*Your goal:*
Look through the listing for the string "from" and copy out every line that holds it.

*Entries shown:*

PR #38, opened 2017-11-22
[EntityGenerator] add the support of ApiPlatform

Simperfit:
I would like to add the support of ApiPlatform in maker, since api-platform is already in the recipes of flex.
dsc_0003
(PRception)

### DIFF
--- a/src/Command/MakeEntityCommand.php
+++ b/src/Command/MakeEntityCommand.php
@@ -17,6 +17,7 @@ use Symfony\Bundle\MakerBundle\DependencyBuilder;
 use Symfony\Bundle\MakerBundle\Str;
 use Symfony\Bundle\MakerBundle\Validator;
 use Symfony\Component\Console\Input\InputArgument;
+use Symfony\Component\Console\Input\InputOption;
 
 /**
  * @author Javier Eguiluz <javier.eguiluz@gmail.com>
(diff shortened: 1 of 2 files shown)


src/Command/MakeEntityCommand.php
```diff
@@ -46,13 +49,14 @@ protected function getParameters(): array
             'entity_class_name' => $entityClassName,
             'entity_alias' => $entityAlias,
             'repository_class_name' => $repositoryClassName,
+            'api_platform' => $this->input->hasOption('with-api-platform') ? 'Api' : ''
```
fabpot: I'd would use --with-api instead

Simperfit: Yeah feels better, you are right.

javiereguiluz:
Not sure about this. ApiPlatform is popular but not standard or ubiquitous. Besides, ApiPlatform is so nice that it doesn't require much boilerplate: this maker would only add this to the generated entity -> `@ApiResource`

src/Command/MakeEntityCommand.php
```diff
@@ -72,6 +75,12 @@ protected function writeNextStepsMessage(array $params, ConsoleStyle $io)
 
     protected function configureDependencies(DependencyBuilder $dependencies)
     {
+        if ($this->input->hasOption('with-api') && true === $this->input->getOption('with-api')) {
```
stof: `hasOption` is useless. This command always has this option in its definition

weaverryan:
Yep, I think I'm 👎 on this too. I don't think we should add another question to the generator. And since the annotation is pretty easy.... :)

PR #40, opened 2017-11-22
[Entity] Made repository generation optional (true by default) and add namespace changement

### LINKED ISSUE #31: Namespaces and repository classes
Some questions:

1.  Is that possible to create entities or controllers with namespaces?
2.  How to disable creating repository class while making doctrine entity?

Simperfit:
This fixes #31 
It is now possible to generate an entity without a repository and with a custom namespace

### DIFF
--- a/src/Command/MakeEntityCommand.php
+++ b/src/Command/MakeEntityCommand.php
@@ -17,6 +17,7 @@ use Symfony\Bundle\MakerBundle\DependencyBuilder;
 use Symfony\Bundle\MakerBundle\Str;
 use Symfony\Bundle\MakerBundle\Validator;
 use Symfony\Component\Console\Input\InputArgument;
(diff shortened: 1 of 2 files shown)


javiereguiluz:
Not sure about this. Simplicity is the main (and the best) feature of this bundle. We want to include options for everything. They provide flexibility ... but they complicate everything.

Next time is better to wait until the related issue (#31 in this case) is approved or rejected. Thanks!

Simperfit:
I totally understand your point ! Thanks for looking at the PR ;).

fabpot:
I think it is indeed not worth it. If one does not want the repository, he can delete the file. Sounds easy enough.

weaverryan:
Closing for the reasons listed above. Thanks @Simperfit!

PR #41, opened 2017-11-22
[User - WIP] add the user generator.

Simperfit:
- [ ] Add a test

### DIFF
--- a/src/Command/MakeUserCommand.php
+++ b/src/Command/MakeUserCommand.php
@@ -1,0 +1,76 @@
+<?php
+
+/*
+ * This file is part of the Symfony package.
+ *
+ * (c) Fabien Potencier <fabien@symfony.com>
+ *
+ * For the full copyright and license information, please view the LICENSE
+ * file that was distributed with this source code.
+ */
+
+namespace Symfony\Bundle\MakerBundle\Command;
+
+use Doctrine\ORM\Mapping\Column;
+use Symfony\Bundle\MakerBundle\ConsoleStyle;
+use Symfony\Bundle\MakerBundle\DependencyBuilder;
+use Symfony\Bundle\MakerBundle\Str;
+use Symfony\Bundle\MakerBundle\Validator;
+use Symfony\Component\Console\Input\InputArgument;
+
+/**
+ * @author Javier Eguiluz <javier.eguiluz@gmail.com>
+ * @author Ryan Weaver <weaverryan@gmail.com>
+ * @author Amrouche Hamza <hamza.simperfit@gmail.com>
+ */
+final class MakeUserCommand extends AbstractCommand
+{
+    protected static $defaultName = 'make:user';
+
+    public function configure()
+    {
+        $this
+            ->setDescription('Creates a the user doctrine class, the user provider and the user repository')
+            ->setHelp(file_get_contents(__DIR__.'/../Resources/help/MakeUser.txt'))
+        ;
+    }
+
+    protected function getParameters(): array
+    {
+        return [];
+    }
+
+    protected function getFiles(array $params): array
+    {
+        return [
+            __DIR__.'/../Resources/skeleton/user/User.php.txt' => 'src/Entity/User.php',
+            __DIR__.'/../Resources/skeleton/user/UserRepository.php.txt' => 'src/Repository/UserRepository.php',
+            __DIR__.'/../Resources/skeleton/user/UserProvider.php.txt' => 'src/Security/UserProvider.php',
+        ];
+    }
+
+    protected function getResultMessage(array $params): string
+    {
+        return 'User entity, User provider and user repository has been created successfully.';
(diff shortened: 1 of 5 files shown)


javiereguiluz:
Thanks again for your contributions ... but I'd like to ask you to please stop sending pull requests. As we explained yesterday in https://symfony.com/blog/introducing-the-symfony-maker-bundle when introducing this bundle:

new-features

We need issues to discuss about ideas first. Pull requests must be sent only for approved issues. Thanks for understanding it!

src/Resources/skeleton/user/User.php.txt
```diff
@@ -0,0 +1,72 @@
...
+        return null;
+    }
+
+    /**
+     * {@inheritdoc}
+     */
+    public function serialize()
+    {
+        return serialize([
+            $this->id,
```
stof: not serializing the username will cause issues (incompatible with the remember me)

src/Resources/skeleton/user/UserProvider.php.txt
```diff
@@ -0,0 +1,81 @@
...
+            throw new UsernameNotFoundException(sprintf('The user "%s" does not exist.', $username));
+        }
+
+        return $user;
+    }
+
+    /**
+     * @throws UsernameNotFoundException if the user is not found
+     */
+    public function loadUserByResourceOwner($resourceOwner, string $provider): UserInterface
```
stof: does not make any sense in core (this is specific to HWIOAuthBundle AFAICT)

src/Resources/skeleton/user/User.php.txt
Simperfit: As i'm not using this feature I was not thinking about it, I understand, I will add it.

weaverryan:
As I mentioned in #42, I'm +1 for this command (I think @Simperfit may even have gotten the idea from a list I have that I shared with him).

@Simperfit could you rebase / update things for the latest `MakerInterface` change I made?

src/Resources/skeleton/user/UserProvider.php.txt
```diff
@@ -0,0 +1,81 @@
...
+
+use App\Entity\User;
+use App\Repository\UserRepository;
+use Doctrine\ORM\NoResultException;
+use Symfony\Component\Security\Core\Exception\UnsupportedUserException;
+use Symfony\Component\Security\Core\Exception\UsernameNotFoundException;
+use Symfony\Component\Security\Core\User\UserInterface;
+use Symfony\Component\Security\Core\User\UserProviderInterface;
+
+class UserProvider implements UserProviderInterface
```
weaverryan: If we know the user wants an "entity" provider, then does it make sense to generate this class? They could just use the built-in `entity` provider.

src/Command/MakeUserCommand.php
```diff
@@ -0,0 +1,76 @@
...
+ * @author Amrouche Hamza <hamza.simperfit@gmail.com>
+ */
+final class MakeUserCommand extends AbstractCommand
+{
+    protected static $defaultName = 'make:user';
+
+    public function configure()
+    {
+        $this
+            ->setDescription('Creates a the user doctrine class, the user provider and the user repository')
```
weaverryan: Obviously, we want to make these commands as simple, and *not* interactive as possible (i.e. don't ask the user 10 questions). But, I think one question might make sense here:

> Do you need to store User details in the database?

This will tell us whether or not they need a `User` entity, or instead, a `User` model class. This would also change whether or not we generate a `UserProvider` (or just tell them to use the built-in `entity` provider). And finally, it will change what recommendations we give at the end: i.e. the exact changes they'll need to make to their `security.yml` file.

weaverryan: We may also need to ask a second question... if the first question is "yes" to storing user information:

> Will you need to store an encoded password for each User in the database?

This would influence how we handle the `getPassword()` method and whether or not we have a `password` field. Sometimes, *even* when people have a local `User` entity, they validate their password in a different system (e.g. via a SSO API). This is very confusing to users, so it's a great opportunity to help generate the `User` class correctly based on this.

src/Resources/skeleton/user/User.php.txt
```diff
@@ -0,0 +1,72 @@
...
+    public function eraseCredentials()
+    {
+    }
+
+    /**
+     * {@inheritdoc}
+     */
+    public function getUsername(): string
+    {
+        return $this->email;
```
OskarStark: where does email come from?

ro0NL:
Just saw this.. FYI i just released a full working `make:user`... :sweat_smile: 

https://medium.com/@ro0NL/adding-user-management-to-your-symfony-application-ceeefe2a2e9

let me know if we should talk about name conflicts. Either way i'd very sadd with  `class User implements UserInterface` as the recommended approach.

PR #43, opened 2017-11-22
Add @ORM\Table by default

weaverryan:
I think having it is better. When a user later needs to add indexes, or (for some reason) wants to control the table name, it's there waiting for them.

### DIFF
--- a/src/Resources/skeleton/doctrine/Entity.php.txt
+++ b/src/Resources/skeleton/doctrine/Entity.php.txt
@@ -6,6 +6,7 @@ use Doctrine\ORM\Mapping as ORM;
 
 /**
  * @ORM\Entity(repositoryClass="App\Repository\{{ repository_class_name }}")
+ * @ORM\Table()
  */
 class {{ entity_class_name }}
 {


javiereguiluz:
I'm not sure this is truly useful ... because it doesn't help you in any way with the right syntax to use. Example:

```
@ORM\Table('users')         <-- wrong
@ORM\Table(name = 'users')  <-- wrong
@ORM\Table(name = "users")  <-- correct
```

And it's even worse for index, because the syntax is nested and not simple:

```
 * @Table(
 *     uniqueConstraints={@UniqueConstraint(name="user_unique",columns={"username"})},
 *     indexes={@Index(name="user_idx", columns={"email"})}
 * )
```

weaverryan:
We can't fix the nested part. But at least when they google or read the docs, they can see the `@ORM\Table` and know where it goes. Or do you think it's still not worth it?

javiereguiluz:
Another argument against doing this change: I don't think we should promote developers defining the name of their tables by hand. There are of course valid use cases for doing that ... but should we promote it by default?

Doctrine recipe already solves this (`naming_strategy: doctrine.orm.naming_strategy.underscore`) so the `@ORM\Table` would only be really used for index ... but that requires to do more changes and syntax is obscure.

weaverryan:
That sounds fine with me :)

...

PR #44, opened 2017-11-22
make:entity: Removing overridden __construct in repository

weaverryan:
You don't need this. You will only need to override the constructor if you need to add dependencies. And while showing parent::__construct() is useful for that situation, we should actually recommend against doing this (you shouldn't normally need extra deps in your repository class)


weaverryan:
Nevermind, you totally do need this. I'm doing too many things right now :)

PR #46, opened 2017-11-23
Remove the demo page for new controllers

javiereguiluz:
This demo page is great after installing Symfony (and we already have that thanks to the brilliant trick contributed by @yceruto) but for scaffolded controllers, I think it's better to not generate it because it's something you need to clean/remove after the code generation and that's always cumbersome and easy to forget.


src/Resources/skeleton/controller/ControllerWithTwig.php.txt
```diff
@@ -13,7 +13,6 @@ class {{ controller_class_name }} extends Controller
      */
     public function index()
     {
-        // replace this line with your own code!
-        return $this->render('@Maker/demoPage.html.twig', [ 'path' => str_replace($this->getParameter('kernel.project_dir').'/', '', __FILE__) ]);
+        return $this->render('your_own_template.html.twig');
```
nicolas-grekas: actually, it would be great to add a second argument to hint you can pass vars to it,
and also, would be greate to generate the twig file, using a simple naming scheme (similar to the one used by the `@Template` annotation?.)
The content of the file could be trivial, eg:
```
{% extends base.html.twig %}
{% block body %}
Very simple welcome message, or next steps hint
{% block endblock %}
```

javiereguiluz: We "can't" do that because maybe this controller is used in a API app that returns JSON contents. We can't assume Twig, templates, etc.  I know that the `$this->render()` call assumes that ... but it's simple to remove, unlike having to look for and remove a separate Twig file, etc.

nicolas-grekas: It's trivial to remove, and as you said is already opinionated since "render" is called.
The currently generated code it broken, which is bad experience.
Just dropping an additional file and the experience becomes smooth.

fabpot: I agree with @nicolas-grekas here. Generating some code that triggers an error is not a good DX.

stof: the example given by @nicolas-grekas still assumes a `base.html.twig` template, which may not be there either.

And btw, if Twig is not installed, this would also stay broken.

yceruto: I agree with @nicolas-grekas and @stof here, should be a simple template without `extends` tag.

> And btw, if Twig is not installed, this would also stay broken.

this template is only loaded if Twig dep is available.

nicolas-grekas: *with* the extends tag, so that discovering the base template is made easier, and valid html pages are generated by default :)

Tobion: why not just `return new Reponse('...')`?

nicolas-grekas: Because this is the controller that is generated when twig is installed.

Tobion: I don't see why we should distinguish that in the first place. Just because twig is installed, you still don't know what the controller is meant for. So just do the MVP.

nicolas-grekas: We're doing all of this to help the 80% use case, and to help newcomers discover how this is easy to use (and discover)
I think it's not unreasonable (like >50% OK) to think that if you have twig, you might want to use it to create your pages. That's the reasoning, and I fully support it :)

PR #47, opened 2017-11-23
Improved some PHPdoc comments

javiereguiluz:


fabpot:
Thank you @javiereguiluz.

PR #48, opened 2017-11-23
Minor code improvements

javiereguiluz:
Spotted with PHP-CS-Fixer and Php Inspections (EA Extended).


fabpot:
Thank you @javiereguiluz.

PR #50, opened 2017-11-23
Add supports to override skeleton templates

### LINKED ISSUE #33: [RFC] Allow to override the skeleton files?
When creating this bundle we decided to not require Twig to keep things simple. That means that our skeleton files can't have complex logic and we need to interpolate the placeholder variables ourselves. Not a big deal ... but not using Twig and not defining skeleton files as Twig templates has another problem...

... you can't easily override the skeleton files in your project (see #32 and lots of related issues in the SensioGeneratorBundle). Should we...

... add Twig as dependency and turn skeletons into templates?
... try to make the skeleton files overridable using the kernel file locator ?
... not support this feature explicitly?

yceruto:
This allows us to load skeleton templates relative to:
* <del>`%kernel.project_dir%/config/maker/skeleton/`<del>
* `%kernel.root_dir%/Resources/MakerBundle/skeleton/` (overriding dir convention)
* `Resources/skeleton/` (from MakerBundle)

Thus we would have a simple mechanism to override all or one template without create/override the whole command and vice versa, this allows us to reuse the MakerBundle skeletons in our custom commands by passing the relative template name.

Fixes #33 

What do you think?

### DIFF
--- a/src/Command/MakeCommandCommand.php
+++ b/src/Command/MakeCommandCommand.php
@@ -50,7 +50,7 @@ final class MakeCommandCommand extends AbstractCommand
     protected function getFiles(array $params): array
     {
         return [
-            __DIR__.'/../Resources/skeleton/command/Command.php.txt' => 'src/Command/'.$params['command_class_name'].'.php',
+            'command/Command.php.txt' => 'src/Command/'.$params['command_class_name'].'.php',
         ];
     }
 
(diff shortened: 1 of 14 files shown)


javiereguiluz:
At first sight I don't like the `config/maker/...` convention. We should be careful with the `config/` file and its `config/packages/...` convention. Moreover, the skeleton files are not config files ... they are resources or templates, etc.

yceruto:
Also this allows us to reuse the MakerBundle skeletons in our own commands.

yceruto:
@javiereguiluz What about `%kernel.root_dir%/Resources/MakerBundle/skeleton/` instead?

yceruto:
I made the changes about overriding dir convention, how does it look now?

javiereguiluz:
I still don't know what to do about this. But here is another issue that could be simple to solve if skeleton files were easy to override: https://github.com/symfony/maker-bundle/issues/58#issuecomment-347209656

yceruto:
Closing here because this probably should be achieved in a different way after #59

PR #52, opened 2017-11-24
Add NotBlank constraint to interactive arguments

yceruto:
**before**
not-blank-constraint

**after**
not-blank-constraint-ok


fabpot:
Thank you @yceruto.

==

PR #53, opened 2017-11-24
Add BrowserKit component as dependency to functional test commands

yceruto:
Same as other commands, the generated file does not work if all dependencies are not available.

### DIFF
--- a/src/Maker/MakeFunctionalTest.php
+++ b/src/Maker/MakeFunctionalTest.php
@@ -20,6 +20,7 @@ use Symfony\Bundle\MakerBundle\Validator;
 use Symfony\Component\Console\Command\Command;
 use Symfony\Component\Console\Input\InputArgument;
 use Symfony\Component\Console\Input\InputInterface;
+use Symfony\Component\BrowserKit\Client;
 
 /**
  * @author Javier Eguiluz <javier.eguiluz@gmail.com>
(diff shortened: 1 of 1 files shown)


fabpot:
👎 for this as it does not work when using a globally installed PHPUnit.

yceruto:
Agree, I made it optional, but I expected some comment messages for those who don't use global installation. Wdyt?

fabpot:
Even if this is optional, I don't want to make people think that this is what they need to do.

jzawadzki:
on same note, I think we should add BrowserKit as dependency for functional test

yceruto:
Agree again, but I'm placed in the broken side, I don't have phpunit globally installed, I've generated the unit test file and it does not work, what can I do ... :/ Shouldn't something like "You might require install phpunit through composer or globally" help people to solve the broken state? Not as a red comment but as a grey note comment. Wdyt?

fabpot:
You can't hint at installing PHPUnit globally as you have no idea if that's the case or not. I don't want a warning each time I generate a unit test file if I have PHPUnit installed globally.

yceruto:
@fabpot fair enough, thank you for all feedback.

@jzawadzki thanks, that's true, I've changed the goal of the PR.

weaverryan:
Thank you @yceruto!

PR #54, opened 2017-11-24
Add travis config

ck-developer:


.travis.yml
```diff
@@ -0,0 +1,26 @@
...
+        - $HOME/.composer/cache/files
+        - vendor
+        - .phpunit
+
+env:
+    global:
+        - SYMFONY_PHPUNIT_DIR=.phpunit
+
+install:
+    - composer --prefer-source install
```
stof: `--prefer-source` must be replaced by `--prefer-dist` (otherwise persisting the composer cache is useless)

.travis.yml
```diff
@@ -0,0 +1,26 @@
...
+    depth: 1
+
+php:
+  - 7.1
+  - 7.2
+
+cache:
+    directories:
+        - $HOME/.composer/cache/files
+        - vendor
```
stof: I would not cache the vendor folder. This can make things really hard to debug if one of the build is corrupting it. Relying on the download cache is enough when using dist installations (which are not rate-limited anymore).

*Written solution:*
As I mentioned in #42, I'm +1 for this command (I think @Simperfit may even have gotten the idea from a list I have that I shared with him).
OskarStark: where does email come from?
* `Resources/skeleton/` (from MakerBundle)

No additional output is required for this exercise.